_HOW TO COMPLETE THIS TASK_
All the data must be output exactly as given.

——————

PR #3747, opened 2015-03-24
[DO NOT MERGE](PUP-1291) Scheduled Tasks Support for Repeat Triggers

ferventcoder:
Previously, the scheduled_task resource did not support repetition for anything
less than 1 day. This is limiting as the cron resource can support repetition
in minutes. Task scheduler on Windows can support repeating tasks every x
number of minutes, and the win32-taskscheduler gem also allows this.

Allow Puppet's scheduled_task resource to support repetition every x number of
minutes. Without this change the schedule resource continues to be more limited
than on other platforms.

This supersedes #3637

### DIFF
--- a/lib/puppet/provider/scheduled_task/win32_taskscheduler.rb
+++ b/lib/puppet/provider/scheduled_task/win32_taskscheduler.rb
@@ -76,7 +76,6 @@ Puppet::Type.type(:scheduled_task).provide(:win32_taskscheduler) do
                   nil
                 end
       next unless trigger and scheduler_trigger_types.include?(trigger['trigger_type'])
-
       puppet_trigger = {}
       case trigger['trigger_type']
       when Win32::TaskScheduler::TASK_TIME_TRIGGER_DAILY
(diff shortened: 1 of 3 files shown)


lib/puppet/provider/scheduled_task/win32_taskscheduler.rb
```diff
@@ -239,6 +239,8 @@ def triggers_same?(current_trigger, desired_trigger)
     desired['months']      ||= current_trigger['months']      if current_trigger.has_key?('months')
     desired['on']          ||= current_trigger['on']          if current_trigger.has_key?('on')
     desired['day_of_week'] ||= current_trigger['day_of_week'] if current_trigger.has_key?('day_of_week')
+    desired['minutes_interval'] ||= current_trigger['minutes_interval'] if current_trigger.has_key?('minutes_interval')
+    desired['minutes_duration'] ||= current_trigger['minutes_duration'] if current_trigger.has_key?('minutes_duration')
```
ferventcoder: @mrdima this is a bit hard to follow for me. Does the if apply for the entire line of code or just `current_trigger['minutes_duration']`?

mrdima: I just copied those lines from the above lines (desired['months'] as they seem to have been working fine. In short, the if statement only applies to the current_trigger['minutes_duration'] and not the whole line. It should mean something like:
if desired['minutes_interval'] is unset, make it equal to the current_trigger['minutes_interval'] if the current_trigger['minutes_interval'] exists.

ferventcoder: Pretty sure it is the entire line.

——————

_RESPONSE BOX_
PR #3747, opened 2015-03-24
[DO NOT MERGE](PUP-1291) Scheduled Tasks Support for Repeat Triggers

ferventcoder:
Previously, the scheduled_task resource did not support repetition for anything
less than 1 day. This is limiting as the cron resource can support repetition
in minutes. Task scheduler on Windows can support repeating tasks every x
number of minutes, and the win32-taskscheduler gem also allows this.

Allow Puppet's scheduled_task resource to support repetition every x number of
minutes. Without this change the schedule resource continues to be more limited
than on other platforms.

This supersedes #3637

### DIFF
--- a/lib/puppet/provider/scheduled_task/win32_taskscheduler.rb
+++ b/lib/puppet/provider/scheduled_task/win32_taskscheduler.rb
@@ -76,7 +76,6 @@ Puppet::Type.type(:scheduled_task).provide(:win32_taskscheduler) do
                   nil
                 end
       next unless trigger and scheduler_trigger_types.include?(trigger['trigger_type'])
-
       puppet_trigger = {}
       case trigger['trigger_type']
       when Win32::TaskScheduler::TASK_TIME_TRIGGER_DAILY
(diff shortened: 1 of 3 files shown)


lib/puppet/provider/scheduled_task/win32_taskscheduler.rb
```diff
@@ -239,6 +239,8 @@ def triggers_same?(current_trigger, desired_trigger)
     desired['months']      ||= current_trigger['months']      if current_trigger.has_key?('months')
     desired['on']          ||= current_trigger['on']          if current_trigger.has_key?('on')
     desired['day_of_week'] ||= current_trigger['day_of_week'] if current_trigger.has_key?('day_of_week')
+    desired['minutes_interval'] ||= current_trigger['minutes_interval'] if current_trigger.has_key?('minutes_interval')
+    desired['minutes_duration'] ||= current_trigger['minutes_duration'] if current_trigger.has_key?('minutes_duration')
```
ferventcoder: @mrdima this is a bit hard to follow for me. Does the if apply for the entire line of code or just `current_trigger['minutes_duration']`?

mrdima: I just copied those lines from the above lines (desired['months'] as they seem to have been working fine. In short, the if statement only applies to the current_trigger['minutes_duration'] and not the whole line. It should mean something like:
if desired['minutes_interval'] is unset, make it equal to the current_trigger['minutes_interval'] if the current_trigger['minutes_interval'] exists.

ferventcoder: Pretty sure it is the entire line.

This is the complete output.